Data to process START

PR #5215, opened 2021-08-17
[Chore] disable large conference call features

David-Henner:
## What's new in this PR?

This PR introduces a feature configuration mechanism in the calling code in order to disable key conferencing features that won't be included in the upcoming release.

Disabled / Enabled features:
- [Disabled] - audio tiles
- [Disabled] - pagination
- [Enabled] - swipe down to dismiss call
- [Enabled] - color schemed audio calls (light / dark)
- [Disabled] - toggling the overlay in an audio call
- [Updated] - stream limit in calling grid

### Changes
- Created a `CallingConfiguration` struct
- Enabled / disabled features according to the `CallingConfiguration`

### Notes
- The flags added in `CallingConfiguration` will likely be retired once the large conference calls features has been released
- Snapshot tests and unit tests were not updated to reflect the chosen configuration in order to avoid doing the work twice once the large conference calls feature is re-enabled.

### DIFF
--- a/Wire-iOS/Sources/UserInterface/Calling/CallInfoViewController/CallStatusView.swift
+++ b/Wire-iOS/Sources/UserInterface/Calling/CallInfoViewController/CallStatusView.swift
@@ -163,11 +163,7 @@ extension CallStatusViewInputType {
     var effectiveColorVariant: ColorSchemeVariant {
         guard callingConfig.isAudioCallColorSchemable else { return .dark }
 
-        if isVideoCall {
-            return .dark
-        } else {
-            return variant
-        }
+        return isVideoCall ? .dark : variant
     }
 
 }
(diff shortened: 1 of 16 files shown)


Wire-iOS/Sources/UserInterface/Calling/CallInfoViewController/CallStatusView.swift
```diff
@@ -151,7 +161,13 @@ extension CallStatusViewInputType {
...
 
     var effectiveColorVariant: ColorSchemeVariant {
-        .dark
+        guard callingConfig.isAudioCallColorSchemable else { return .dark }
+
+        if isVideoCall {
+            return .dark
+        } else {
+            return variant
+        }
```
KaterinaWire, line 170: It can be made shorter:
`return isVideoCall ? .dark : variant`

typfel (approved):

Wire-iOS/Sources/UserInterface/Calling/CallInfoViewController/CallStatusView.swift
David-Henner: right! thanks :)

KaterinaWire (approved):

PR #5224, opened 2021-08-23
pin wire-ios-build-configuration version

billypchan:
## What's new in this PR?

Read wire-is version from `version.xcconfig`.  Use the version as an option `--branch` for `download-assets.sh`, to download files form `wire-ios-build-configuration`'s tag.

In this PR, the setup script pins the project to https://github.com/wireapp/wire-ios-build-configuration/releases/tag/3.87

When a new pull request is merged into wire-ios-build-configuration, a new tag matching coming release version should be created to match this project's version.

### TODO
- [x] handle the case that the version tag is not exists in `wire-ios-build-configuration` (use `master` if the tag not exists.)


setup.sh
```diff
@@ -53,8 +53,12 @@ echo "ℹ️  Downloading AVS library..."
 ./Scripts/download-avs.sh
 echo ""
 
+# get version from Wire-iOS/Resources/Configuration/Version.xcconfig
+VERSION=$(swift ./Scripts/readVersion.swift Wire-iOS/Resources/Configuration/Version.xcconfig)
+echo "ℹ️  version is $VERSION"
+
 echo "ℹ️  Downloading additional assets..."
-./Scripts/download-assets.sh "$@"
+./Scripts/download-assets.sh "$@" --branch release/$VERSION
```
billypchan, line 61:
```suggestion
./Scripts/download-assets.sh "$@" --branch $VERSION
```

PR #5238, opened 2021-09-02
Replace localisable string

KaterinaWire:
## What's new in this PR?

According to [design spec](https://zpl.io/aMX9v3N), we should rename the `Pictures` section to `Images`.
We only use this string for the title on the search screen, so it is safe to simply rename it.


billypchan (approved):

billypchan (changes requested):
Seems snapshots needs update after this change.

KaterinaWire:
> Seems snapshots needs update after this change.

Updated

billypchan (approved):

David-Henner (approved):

Data to process END
Data to process START

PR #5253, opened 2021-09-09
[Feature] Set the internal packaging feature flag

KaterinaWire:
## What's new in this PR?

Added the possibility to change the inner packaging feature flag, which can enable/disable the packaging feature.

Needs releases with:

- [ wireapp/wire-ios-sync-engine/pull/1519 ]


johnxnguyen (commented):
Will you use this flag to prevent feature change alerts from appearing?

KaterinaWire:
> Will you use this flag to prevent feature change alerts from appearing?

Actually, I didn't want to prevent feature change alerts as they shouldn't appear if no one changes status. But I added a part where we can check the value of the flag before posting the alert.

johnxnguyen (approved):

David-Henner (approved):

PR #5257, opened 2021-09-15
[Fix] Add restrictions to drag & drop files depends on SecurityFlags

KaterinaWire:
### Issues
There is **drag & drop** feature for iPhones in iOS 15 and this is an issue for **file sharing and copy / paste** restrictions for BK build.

Data to process END

§ Work to be completed
Go through the entries and return each line where the word "CallStatusViewInputType" occurs.

§ Completed exercise
@@ -163,11 +163,7 @@ extension CallStatusViewInputType {
@@ -151,7 +161,13 @@ extension CallStatusViewInputType {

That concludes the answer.